* _INPUT_:
__________

PR #6846, opened 2016-08-17
Allow customization of spaceline additional segments.

riccardomurri:
Introduce a new customization variable
`spacemacs-spaceline-additional-segments', which is a list of the
additional segments that should be inserted in the modeline when it is
initialized.

### DIFF
--- a/layers/+distribution/spacemacs/packages.el
+++ b/layers/+distribution/spacemacs/packages.el
@@ -9,6 +9,18 @@
 ;;
 ;;; License: GPLv3
 
+(defcustom spacemacs-spaceline-additional-segments
+  '((new-version :when active))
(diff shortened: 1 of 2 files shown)


layers/+distribution/spacemacs/packages.el
```diff
@@ -9,6 +9,18 @@
 ;;
 ;;; License: GPLv3
 
+(defcustom spacemacs-spaceline-additional-segments
```
bmag: Layer variables usually go in `config.el`.

riccardomurri: Fixed in commit c69aea0. Thanks for pointing this out.

PR #6849, opened 2016-08-17
Allow customization of spaceline additional segments.

riccardomurri:
Introduce a new customization variable
`spacemacs-spaceline-additional-segments', which is a list of the
additional segments that should be inserted in the modeline when it is
initialized.

(This is basically the same patch as PR #6846 but applied to the "develop"
branch instead of "master".)

### DIFF
--- a/.gitignore
+++ b/.gitignore
@@ -18,6 +18,7 @@ my-org/
 org-files/
 semanticdb/
 edts/
+/recentf
 .recentf
 .recentf~
 projectile.cache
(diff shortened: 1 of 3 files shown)


.gitignore
```diff
@@ -18,6 +18,7 @@ my-org/
 org-files/
 semanticdb/
 edts/
+/recentf
```
d12frosted: This change should not be part of this PR 😸

TheBB:
Thanks! Cherry-picked in develop (at least, the relevant commit). You can safely delete your branch.

PR #6850, opened 2016-08-17
Update emacs-eclim package name

CestDiego:
I think MELPA has an `old-names` back
[compatibility](https://github.com/melpa/melpa/issues/4159) measure for
cases like this, but for now it isn't working. And it's breaking all new
installs that use the java layer.

### DIFF
--- a/layers/+lang/java/packages.el
+++ b/layers/+lang/java/packages.el
@@ -12,7 +12,7 @@
 (setq java-packages
       '(
         company
-        emacs-eclim
+        eclim
         ggtags
         helm-gtags
         (java-mode :location built-in)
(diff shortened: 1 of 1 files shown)


purcell:
Yep, package has been renamed permanently in MELPA, so this PR is necessary.

TheBB:
Cherry-picked in develop. Leaving this open for now, have to think about master.

purcell:
> Cherry-picked in develop. Leaving this open for now, have to think about master.

Any reference to the old package name is just going to break.

TheBB:
I'm aware. I just seem to remember another commit that should have gone into master but I can't recall which. :-s

TheBB:
Released as 0.105.22.

PR #6853, opened 2016-08-18
Don't use golden ratio mode in Idris holes buffer

houli:
Drawing inspiration from the Agda layer https://github.com/syl20bnr/spacemacs/blob/b2d108877c290d6965f45e34df437346a47a90ea/layers/%2Blang/agda/packages.el#L80-L82
This change makes it so that the Idris type holes buffer does not open in golden ratio mode.


TheBB:

See https://github.com/syl20bnr/spacemacs/commit/da2af5c1fda0e1118364fd2f7e53aa76b84f561a for some changes I made. This is more idiomatic in Spacemacs.

PR #6856, opened 2016-08-18
Python: Set breakpoints correctly when pyenv is used.

cpaulik:
pyenv shims fool executable-find into thinking that ipdb is always
installed if it is installed in one environment.


TheBB:

PR #6857, opened 2016-08-18
SML: Improve indentation.

cpaulik:
I was suffering from the behaviour described at http://stackoverflow.com/questions/14374127/funky-indentation-in-sml-mode This should fix it as per the provided solution.


TheBB:

PR #6863, opened 2016-08-19
nixos: inhibit spacemacs indation in nix-mode

Profpatsch:
previously [this](https://github.com/NixOS/nix/issues/828#issuecomment-240698002) happened. Turns out it  was because of spacemacs' default indentation.

I looked into resolving the TODO (in the definition of the inhibit function), but I was not entirely sure where to put it in the other layers.


TheBB:

PR #8111, opened 2017-01-05
configure xkcd inside the :init progn clause

deb0ch:
It worked before and it still works now, I just feel like this is more The Right Way™ of doing it 

@d12frosted :smile_cat:


deb0ch:
Thanks @d12frosted for fixing xkcd in 2581058a49f1b5c0591c1126f52839c793af3103, btw :smiley_cat:

d12frosted:
Uh-oh. Initially I placed it under `:config`, but then I changed my mind and... well, thanks for noticing it!

d12frosted:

__________

* _EXERCISE INSTRUCTIONS_: Look above for the line with "installs that use the java layer." and the line with "PR #6856, opened 2016-08-18"; transcribe both and all lines in between, exactly, and nothing else.

* _REPLY_:
installs that use the java layer.

### DIFF
--- a/layers/+lang/java/packages.el
+++ b/layers/+lang/java/packages.el
@@ -12,7 +12,7 @@
 (setq java-packages
       '(
         company
-        emacs-eclim
+        eclim
         ggtags
         helm-gtags
         (java-mode :location built-in)
(diff shortened: 1 of 1 files shown)


purcell:
Yep, package has been renamed permanently in MELPA, so this PR is necessary.

TheBB:
Cherry-picked in develop. Leaving this open for now, have to think about master.

purcell:
> Cherry-picked in develop. Leaving this open for now, have to think about master.

Any reference to the old package name is just going to break.

TheBB:
I'm aware. I just seem to remember another commit that should have gone into master but I can't recall which. :-s

TheBB:
Released as 0.105.22.

PR #6853, opened 2016-08-18
Don't use golden ratio mode in Idris holes buffer

houli:
Drawing inspiration from the Agda layer https://github.com/syl20bnr/spacemacs/blob/b2d108877c290d6965f45e34df437346a47a90ea/layers/%2Blang/agda/packages.el#L80-L82
This change makes it so that the Idris type holes buffer does not open in golden ratio mode.


TheBB:

See https://github.com/syl20bnr/spacemacs/commit/da2af5c1fda0e1118364fd2f7e53aa76b84f561a for some changes I made. This is more idiomatic in Spacemacs.

PR #6856, opened 2016-08-18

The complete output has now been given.